To use Black in pre-commit:

hooks:
  - repo: https://github.com/psf/black
    rev: "23.3.0"
    hooks:
      - id: black

While you can turn formatting on and off inline, generally try to write your code so that it formats well. If something looks bad, maybe break it into two operations, using a variable. You’ll likely find yourself writing better code with Black.

Also, an auto-formatter helps highlight errors in your code. If you forget a comma in a list, causing strings to auto-concatenate, the blacked form often makes it much easier to spot the error; this is just one example.

Ruff

Ruff has recently exploded as the most popular linting tool for Python, and it’s easy to see why. It’s tens to hundreds of times faster than similar tools like flake8, and has dozens of popular flake8 plugins and other tools (like isort and pyupgrade) all well maintained and shipped in a single Rust binary. It is highly configurable in a modern configuration format (in pyproject.toml!). And it supports auto-fixes, something common outside of Python, but rare in the Python space before now.

To use Ruff from pre-commit:

- repo: https://github.com/charliermarsh/ruff-pre-commit
  rev: "v0.0.271"
  hooks:
    - id: ruff
      args: ["--fix", "--show-fixes"]

And you’ll need a bit of configuration in your pyproject.toml:

[tool.ruff]
select = [
  "E", "F", "W", # flake8
  "B",           # flake8-bugbear
  "I",           # isort
  "PGH",         # pygrep-hooks
  "RUF",         # Ruff-specific
  "UP",          # pyupgrade
]
extend-ignore = [
  "E501",   # Line too long
]
target-version = "py38"
src = ["src"]
unfixable = [
  "F841", # Removes unused variables
]

You can a more complete suggested config at the Scientific-Python Development Guide.

MyPy

The biggest advancement since the development of Python 3 has been the addition of optional static typing. Static checks in Python have a huge disadvantage vs. a more “production” focused language like C++: you can’t tell what types things are most of the time! For example, is this function well defined?

def bit_count(x):
    return x.bit_count()

A static checker can’t tell you, since it depends on how it is called. bit_count("hello") is an error, but you won’t know that until it runs, hopefully in a test somewhere. However, now contrast that with this version:

def bit_count(x: int) -> int:
    return x.bit_count()

Now this is well defined; a type checker will tell you that this function is valid (and it will even be able to tell you it is invalid if you target any Python before 3.10, regardless of the version you are using to run the check!), and it will tell you if you try to call it with anything that’s not an int, anywhere - regardless if the function is part of a test or not!

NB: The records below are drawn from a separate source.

PR #16199, opened 2023-11-24
[auto-completion] Do not erase yas-snippet-dirs set by other layers

bcc32:
At my site, we have an internal package that adds some entries to yas-snippet-dirs (in a with-eval-after-load on yasnippet).  These are currently getting erased by the auto-completion layer.  It seems to make more sense for the latter to simply add entries, rather than replacing the whole list.

(Normally yasnippet is not loaded until auto-completion layer is initialized, however, when starting Spacemacs for the first time, it seems to be loaded earlier, in which case the `use-package yasnippet :init` section runs _after_ yasnippet is loaded.  In any case, the `defvar` seems more correct than blindly calling `setq`)

### DIFF
--- a/layers/+completion/auto-completion/packages.el
+++ b/layers/+completion/auto-completion/packages.el
@@ -275,6 +275,7 @@
     :init
     ;; We don't want undefined variable errors
     (defvar yas-global-mode nil)
+    (defvar yas-snippet-dirs nil)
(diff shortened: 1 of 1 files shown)


sunlin7:
Moving them to the `:config` section may be better.

smile13241324 (approved):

You do have to add static types to function signatures and a few variable definitions (usually variables can be inferred automatically), but the payoff is well worth it - a static type checker can catch many things, and doesn’t require writing tests!

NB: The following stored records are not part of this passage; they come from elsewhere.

PR #16225, opened 2023-12-30
[shell] Use explicit-shell-file-name and $ESHELL as default shells

bcc32:
M-x term and M-x ansi-term both check these two values before using
shell-file-name.  The description of the variable suggests that
explicit-shell-file-name should be used for user-requested shells,
whereas shell-file-name may be used (if different) for automatically
spawned shells for things like compilation.

Since shell-pop is more like a wrapper around M-x term, it seems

Here’s how you run mypy, a first party and popular type checker, from pre-commit:

- repo: https://github.com/pre-commit/mirrors-mypy
  rev: "v1.4.0"
  hooks:
    - id: mypy
      files: src
      args: []

You can learn about configuring mypy in the Scientific-Python Development Guide. You also need to add any packages that have static types to additional_dependencies: [...].

Going further

See the Style guide at Scientific-Python Development Guide for a lot more suggestions on static checking.

Key Points

  • Run tests and static checks on your codebase.